Overall, it appears that the transformed model is better.
Question 3
Using the results from 3, forecast life expectancy when TotExp^.06 = 1.5. Then forecast life expectancy when TotExp^.06 = 2.5
forecasted_TotExp <- function(x){
ans <- -736527909 + 620060216 * x
return(ans ** (1/4.6)) # Must transform the data into a sensible number
}
print(paste0("What is the forecasted life expectancy when TotExp^.06 = 1.5? ", round(forecasted_TotExp(1.5),2), " years."))
## [1] "What is the forecasted life expectancy when TotExp^.06 = 1.5? 63.31 years."

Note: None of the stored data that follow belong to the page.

PR #896, opened 2020-06-16
Syntax classes

TimWSpence:


TimWSpence:
@djspiewak as we discussed :)

.scalafmt.conf
```diff
@@ -0,0 +1,12 @@
...
+align.openParenCallSite = true
+align.openParenDefnSite = true
+maxColumn = 120
+continuationIndent.defnSite = 2
+assumeStandardLibraryStripMargin = true
+danglingParentheses = true
+rewrite.rules = [AvoidInfix, SortImports, RedundantBraces, RedundantParens, SortModifiers]
+docstrings = JavaDoc
+lineEndings=preserve
+newlines.afterCurlyLambda = preserve
```
alexandru, line 12: Adding a `.scalafmt.conf` to this project would be nice, but not part of an unrelated PR.

Also if we add it, then it needs to be integrated in the build, so a reformatting of all files, plus agreement on the formatting style is needed.

djspiewak:
@alexandru We can't use Simulacrum anymore (in ce3) because of Dotty. This PR is specifically to the ce3 branch, which doesn't have any syntax classes.

core/src/main/scala/cats/effect/syntax/package.scala
```diff
@@ -16,10 +16,6 @@
 
 package cats.effect.syntax
 
-package object syntax {
-
-  object all extends AllSyntax
-  object async extends AsyncSyntax
-  object concurrent extends ConcurrentSyntax
+package object syntax extends AllSyntax {
```
djspiewak: Okay, I take it back, I think I like having the `all`/`async`/`concurrent`/etc split better than tossing everything into the package object. :-) Creating cycles via package object implicits just seems really scary, and we may as well stay consistent with ce2 when we *can*.

Beyond that though, I'm 👍 for merge.

LukaJCB:
We could think about using scalafix-simulacrum?

djspiewak:
I'm going to merge this now to avoid creating conflicts (particularly with #900). We can revise and address things along the way.

I do think that we should probably consider scalafix-simulacrum, and I think we should break the cyclic package object dependency, but one thing at a time. :-)

PR #900, opened 2020-06-20
ScalaJS Cross Build

### LINKED ISSUE #895: Replacement for Instant in realTime?
`java.time.Instant` doesn't exist on ScalaJS. The https://github.com/scala-js/scala-js-java-time project is intended to address this limitation, but a) it's another dependency, and b) it's not clear to me how mature it really is or if it's intended for this type of use-case (a foundational ecosystem library). Would appreciate some insight on this from @sjrd if he has a spare moment.

If we *don't* use `Instant`, we could move a little further afield. Obviously there's always `Long`, but if we're going to do that, we may as well just use `FiniteDuration`. @rossabaker had some strong opinions on this if I recall.

Floor is open. Anyone have thoughts or opinions on the appropriate signature here? To be clear, the *current* signature is as follows (which doesn't link on ScalaJS):

```scala
def realTime: F[Instant]
```

djspiewak:
Had to change `Instant` to `FiniteDuration` for compatibility. Also some upgrades to sbt-spiewak to make this possible. This PR is *definitely* going to cause merge conflicts out the wazoo, which kinda sucks. Heads up, @TimWSpence and @kubukoz.

Fixes #895


djspiewak:
As an FYI for those following along at home… My next planned (and probably final) bit of merge conflict generation will be to move the typeclasses out into their own project (probably something like cats-effect-kernel, following cats' convention). `IO` will live in core, which will depend upon kernel. The laws will similarly depend on kernel. The classes themselves will get forwarders for their types and companions in the `cats.effect` package object, which will live in core, keeping syntax and imports nice.

I'm not *entirely* sure where `TimeT` should live, but we can figure that out later.

core/shared/src/main/scala/cats/effect/TimeT.scala
```diff
@@ -164,7 +162,7 @@ object TimeT {
       Kleisli.ask[F, Time].map(_.now)
 
     val realTime =
-      pure(Instant.ofEpochMilli(0L))   // TODO is there anything better here*
+      pure(0.millis)   // TODO is there anything better here?
```
kubukoz, line 165: Don't believe for a second we're not going to make fun of the previous change here... 😂

djspiewak:
> That wasn't so bad (conflict-wise) :D

The really good one is coming soon! :-D

core/shared/src/main/scala/cats/effect/TimeT.scala
djspiewak: LOL!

print(paste0("What is the forecasted life expectancy when TotExp^.06 = 2.5? ", round(forecasted_TotExp(2.5),2), " years."))

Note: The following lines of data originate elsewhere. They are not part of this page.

PR #902, opened 2020-06-24
Improve docs for Fiber cancellation

bkirwi:
Inspired by: https://gitter.im/typelevel/cats-effect?at=5ed954c9778fad0b1348b6f6

I worry that strengthening the contract on `Fiber` itself is technically a breaking change, so I aimed for the `IO`-specific documentation.


core/shared/src/main/scala/cats/effect/IO.scala
```diff
@@ -377,6 +377,9 @@ sealed abstract class IO[+A] extends internals.IOBinaryCompat[A] {
    * consider in the example above what would happen if the first task
    * finishes in error. In that case the second task doesn't get canceled,
    * which creates a potential memory leak.
+   * 
+   * Cancelling the resulting `Fiber` will block until all finalizers
```
Avasil: I'd use a different wording, i.e. `Fiber#cancel will return after all finalizers have finished.` to avoid possible confusion that it blocks a thread

core/shared/src/main/scala/cats/effect/IO.scala
```diff
@@ -378,8 +378,8 @@ sealed abstract class IO[+A] extends internals.IOBinaryCompat[A] {
    * finishes in error. In that case the second task doesn't get canceled,
    * which creates a potential memory leak.
    * 
-   * Cancelling the resulting `Fiber` will block until all finalizers
-   * have run.
+   * Cancelling the resulting `Fiber` will run all finalizers
```
alexandru, line 392: Expression does not make it clear that implementation awaits all finalizers to finish before returning control.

## [1] "What is the forecasted life expectancy when TotExp^.06 = 2.5? 86.51 years."
Question 4
Build the following multiple regression model and interpret the F statistics, R^2, standard error, and p-values. How good is the model?

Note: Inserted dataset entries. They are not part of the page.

Issue #820, opened 2020-03-22
Complete MVar2 interface


rossabaker:
After #739, we'll still be missing a few interesting functions present in the Haskell implementation:

* withMVar
* modifyMVar_
* modifyMVar

For consistent naming (no `MVar` suffix, avoid Scala keywords), I might consider naming these `using`, `modify_`, and `modify`, respectively.)

We should decide that we want these or reject them before releasing 2.2.0, because adding them later in the 2.x series would require the introduction of `MVar3`.

vasilmkd:
Hello, I'd like to work on this. Should I follow the Haskell semantics with regarding exception handling? Thanks.

alexandru:
The problem with `MVar` that we haven't foreseen is that the current `abstract class` doesn't allow adding new operations with default implementations. Adding methods with default implementations wouldn't be a problem for binary compatibility.

Instead of adding everything we ever wanted right now, maybe we should add the missing restriction:

```scala
abstract class MVar[F[_], A] {
  protected def F: Async[F]
}
```

This would allow us more flexibility in adding new operations on `MVar`.

vasilmkd:
I like that proposal. I'll wait for a more general agreement on the whole issue then.

rossabaker:
I think that's a good idea, but wouldn't it need to go on `MVar2` instead of `MVar`?  `MVar2` isn't locked down until 2.2.0, but `MVar` can't add anything abstract, even if it's just an instance to support more concrete methods later.

vasilmkd:
To me, it seems that it has to go on `MVar2`, yes.

Are default methods with `(implicit F: Async[F])` parameter list out of the question?

rossabaker:
Method-level `Async`s would be unpleasant with `MVarConcurrent`.  They should be coherent, and I suppose overrides that need `Concurrent` could ignore their method parameter and explicitly use the class constraint, but the abstract member seems a bit cleaner to me.  The cost is new operations have to go on `MVar2`.

vasilmkd:
Thanks for clearing it up. Should I proceed with a PR?

rossabaker:
:+1: That would be great. Thanks!

vasilmkd:
@rossabaker @alexandru I noticed that adding a `protected def F: Async[F]` is tough when implementing `mapK` for `MVar`. I don't think it's possible to obtain an `Async[G]` from an `Async[F]` and `F ~> G`. Thoughts?

rossabaker:
[...]

PR #912, opened 2020-07-06
Complete the MVar2 interface

vasilmkd:
Attempt at resolving #820.

The implementation aims to follow the semantics described [here](http://hackage.haskell.org/package/base-4.14.0.0/docs/Control-Concurrent-MVar.html#v:withMVar) and [here](https://books.google.mk/books?id=iSoRAAAAQBAJ&lpg=PT228&ots=FsTo4PEBXU&dq=haskell%20mask%20mvar&pg=PT229#v=onepage&q&f=false).

Please take a look at the tests and comment whether you think they are acceptable and/or sufficient.

### DIFF
--- a/core/shared/src/main/scala/cats/effect/concurrent/MVar.scala
+++ b/core/shared/src/main/scala/cats/effect/concurrent/MVar.scala
@@ -124,6 +124,7 @@ abstract class MVar[F[_], A] extends MVarDocumentation {
   /**
    * Modify the context `F` using transformation `f`.
    */
+  @deprecated("`mapK` is deprecated in favor of `imapK` which supports the new invariant `MVar2` interface", "2.2.0")
   def mapK[G[_]](f: F ~> G): MVar[G, A] =
     new TransformedMVar(this, f)
 }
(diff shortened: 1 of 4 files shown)


SystemFw (commented):
Generally torn here. I think the implementation for `modify` is the best you can do in the CE2 model (short of trying to implement it inside MVar like Semaphore does), but it comes at quite a cost if you look at what `continual` does, and the resulting semantics are still more unsafe than `Semaphore.withPermit` in that a concurrent writer can still mean you deadlock. At least right now the absence of these functions prevents this.

Anyway, let's see what the others think :)

vasilmkd:
@SystemFw I agree completely. I did put your concern in the scaladoc for each of the new methods. It is however, the exact same unsafety in terms of deadlocks that is also present in Haskell's `MVar`, and there too, only the documentation is in place to warn the user.

Anyways, it was fun writing this PR, I got to explore the different cancelation semantics in CE as it currently stands. I'm also fine if none of this makes it into the final code.

rossabaker:
In a hurry tonight, so just a quick reaction for now: I'd say the deadlock situation in Haskell is somewhat less severe, because the runtime can detect threads deadlocked on MVar misuse and throw an exception.  It's bad in Haskell, but you get to clean up and see what went wrong, which is better than hanging.

This MVar incubated in Monix, and Monix still has its own, so I'm curious what @alexandru thinks.

I hope that I did not lead us astray by proposing these Haskell methods without thinking through their fit in Scala, but I'm glad you had fun either way.

vasilmkd:
However, if we do end up dropping this PR, `swap` in the `Concurrent` implementation is currently unsafe in terms of cancelation (cancelation can occur between reading and writing the `MVar`) which I believe is not desirable.

vasilmkd:
> Generally torn here. I think the implementation for `modify` is the best you can do in the CE2 model (short of trying to implement it inside MVar like Semaphore does), but it comes at quite a cost if you look at what `continual` does, and the resulting semantics are still more unsafe than `Semaphore.withPermit` in that a concurrent writer can still mean you deadlock. At least right now the absence of these functions prevents this.
> 
> Anyway, let's see what the others think :)

@SystemFw can you describe shortly what would the desirable semantics of a `Concurrent` `modify` be (w.r.t. cancelation)? When compared to `Semaphore`, the cleanup `releaseN` is still uncancelable (being executed as the release action of a `Bracket`), but that is unsafe for `MVar`.

Thus, if replacing the old value of the `MVar` should be cancelable in Scala (otherwise it would lead to deadlocks), why not just go with a simple imlementation similar to the current `swap`, where cancelation can occur anywhere.

Am I missing something? /cc @rossabaker

djspiewak:
@SystemFw @rossabaker Any thoughts on this? I'd like to unblock things. These honestly seem like reasonable functions, and they should be safe on ce3, so it's reasonably future-proof. Losing `mapK` is unfortunate, though not the end of the world.

SystemFw:
I'm still not a massive fan of them (not the implementation, which is good :) ), just on principle I think MVar is a bit of a trap, mitigated in haskell by a mechanism that we do not have.

That being said, the implementation is good (especially in ce3 when we can remove the weight of all the continuals), and other people like MVar, so we can merge

Also, apologies to @vasilmkd for taking so long to reply

vasilmkd:
Totally fine. Please do not feel the need to merge just because the code is already written. It should only be merged if it's right to do so. You guys certainly know much more about all of this.

djspiewak:
> Totally fine. Please do not feel the need to merge just because the code is already written. It should only be merged if it's right to do so. You guys certainly know much more about all of this.

This just mostly comes down to the fact that `MVar` is terrible. :-) I think we're all very interested in finding ways to steer people away from `MVar` towards safer and easier alternatives (`Ref`/`Deferred`/etc). I do think these functions are fine in so far as `MVar` goes, it's just that `MVar` is sadness.

At any rate… your work here is excellent! Thank you!

PR #914, opened 2020-07-07
Transformer instances for clock

TimWSpence:


TimWSpence:
For CE3. @djspiewak :)

build.sbt
```diff
@@ -54,7 +54,7 @@ Global / scmInfo := Some(
     url("https://github.com/typelevel/cats-effect"),
     "git@github.com:typelevel/cats-effect.git"))
 
-val CatsVersion = "2.1.1"
+val CatsVersion = "2.2.0-RC1"
```
djspiewak, line 57: 👍

kernel/shared/src/main/scala/cats/effect/kernel/Clock.scala
```diff
@@ -17,9 +17,13 @@
 package cats.effect.kernel
 
 import cats.Applicative
+import cats.data._
```
djspiewak, line 20: I much prefer specific imports, rather than underscores, since it's *very* easy to accidentally lose source compatibility with underscores. The only exception I make to this rule are things which contain implicits (e.g. `cats.implicits._`). Any names that I explicitly write though, I prefer to import just as explicitly, if only for documentation purposes.

laws/shared/src/test/scala/cats/effect/ClockSpec.scala
```diff
@@ -0,0 +1,147 @@
...
+import org.specs2.mutable._
+
+import org.typelevel.discipline.specs2.mutable.Discipline
+import cats.laws.discipline.{eq, ExhaustiveCheck, MiniInt}; import eq._
+
+class ClockSpec extends Specification with Discipline with ScalaCheck {
+  import FreeSyncGenerators._
+
+  implicit def prettyFromShow[A: Show](a: A): Pretty =
+    Pretty.prettyString(a.show)
```
djspiewak, line 41: We should definitely put this somewhere common, rather than copying it everywhere. :-)

testkit/shared/src/main/scala/cats/effect/testkit/pure.scala
```diff
@@ -178,7 +178,7 @@ object pure {
       S: Functor[S])
       : MonadError[FreeT[S, M, *], E] =
     new MonadError[FreeT[S, M, *], E] {
-      private val F = FreeT.catsFreeMonadErrorForFreeT[S, M, E]
+      private val F = FreeT.catsFreeMonadErrorForFreeT2[S, M, E]
```
djspiewak, line 181: Now that we're upgraded to the latest RC, we can actually drop the `catsFreeMonadErrorForFreeT2` jazz, because the one upstream has the fix merged. Task for another PR. :-)

PR #915, opened 2020-07-08
Update doc for unsafeRunTimed, to mention Concurrent.timeout

bplommer:


core/shared/src/main/scala/cats/effect/IO.scala
```diff
@@ -313,12 +313,13 @@ sealed abstract class IO[+A] extends internals.IOBinaryCompat[A] {
...
-   * implement timeouts, or anything similar. If you need that sort
-   * of functionality, you should be using a streaming library (like
-   * fs2 or Monix).
+   * This function should never appear in your mainline production code!
+   * If you want to implement timeouts, or anything similar, you should
+   * use `Concurrent.timeout` or `Concurrent.timeoutTo`, which implement
+   * a timeout ''within'' your `IO` program, while permitting proper
+   * resource cleanup and subsequent error handling. `unsafeRunTimed`
+   * should only be used for ''testing'', in cases where you want timeouts to
+   * cause immediate termination of the cats-effect runtime itself.
```
alexandru, line 322: I don't agree. 

While a similar effect can be achieved with `Concurrent.timeout`, they operate at different levels of the run-loop. 

`unsafeRunTimed` exists because doing `unsafeRunSync` on top of a thread that isn't meant to support blocking operations is very unsafe. In fact I would say that `unsafeRunSync` without a `timeout` parameter shouldn't have been added to the API IMO, the reason for why we have it is because we obviously needed to express synchronous operations and we didn't have `SyncIO` back then.

> while permitting proper resource cleanup and subsequent error handling

Sure, this is true, but you can say the same thing about `unsafeRunSync`. Ideally you'd use `IOApp`. But if not using `IOApp`, then `unsafeRunTimed` is probably better for async operations than `unsafeRunSync`.

alexandru: Ah, I now see the comment that it is replacing, sorry 😅

OK, it's a good idea to mention `Concurrent.timeout`, but maybe as a separate paragraph?

djspiewak: I actually think it's pretty reasonable to have it in this paragraph. It emphasizes that `unsafeRunTimed`'s sole purpose is to implement tests and the like, without getting into the resource management resources why this is the case. Users who find this function will *most* of the time actually be looking for `Concurrent#timeout`, so it doesn't seem that crazy to mention it.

\[LifeExp = B_0 + B_1 * PropMD + B_2 * TotExp + B_3 * PropMD * TotExp\]
attach(who)
PropMD_TotExp <- PropMD * TotExp
revised2.lm <- lm(LifeExp ~ PropMD + TotExp + PropMD_TotExp)
revised2.lm
##
## Call:
## lm(formula = LifeExp ~ PropMD + TotExp + PropMD_TotExp)
##
## Coefficients:
## (Intercept) PropMD TotExp PropMD_TotExp
## 6.277e+01 1.497e+03 7.233e-05 -6.026e-03
summary(revised2.lm)
##
## Call:
## lm(formula = LifeExp ~ PropMD + TotExp + PropMD_TotExp)
##
## Residuals:
## Min 1Q Median 3Q Max
## -27.320 -4.132 2.098 6.540 13.074
##
## Coefficients:
## Estimate Std. Error t value Pr(>|t|)
## (Intercept) 6.277e+01 7.956e-01 78.899 < 2e-16 ***
## PropMD 1.497e+03 2.788e+02 5.371 2.32e-07 ***
## TotExp 7.233e-05 8.982e-06 8.053 9.39e-14 ***
## PropMD_TotExp -6.026e-03 1.472e-03 -4.093 6.35e-05 ***
## ---
## Signif. codes: 0 '***' 0.001 '**' 0.01 '*' 0.05 '.' 0.1 ' ' 1
##
## Residual standard error: 8.765 on 186 degrees of freedom
## Multiple R-squared: 0.3574, Adjusted R-squared: 0.3471
## F-statistic: 34.49 on 3 and 186 DF, p-value: < 2.2e-16
This model has an F-statistic of 34.49 and a statistically significant p-value < 2.2e-16, a residual standard error of 8.765, and adjusted R-squared 0.3471. This model is not as quite good as the transformation but better than the original model in the 1st question stem. The only thing improved here compared to the first model is that the precision is slightly better with the standard error being at 8.765. The adjusted R-squared suggests that 34.71% of the variation in this data could be interpreted from this model.
Question 5
Forecast LifeExp when PropMD = 0.3 and TotExp = 14. Does this forecast seem realist? Why or why not?
forecast_revised.lm <- function(propmd, totexp){
ans <- summary(revised2.lm)$coefficients[1] + summary(revised2.lm)$coefficients[2] * propmd + summary(revised2.lm)$coefficients[3] * totexp + summary(revised2.lm)$coefficients[4] * propmd * totexp
return(ans)
}
print(paste0("What is the forecasted life expectancy when PropMD = 0.3 and TotExp = 14? ", round(forecast_revised.lm(0.3,14),2), " years."))
## [1] "What is the forecasted life expectancy when PropMD = 0.3 and TotExp = 14? 512 years."
This value does not make sense as no one can possibly (yet) live to 512 years old. This does not seem to be a realistic model. The problem with this model is that we are using the proportion of MDs living in a country as well as the total expenditure as independent variables for life expectancy, and we really do not know if these actually make a true difference in real life. If we consult an epidemiologist, we could benefit from a little bit of domain expertise to see if having these independent variables truly make any sense. And if so, do these transformations make any sense? Just because we have statistical significance for the data does not imply that this is a good model.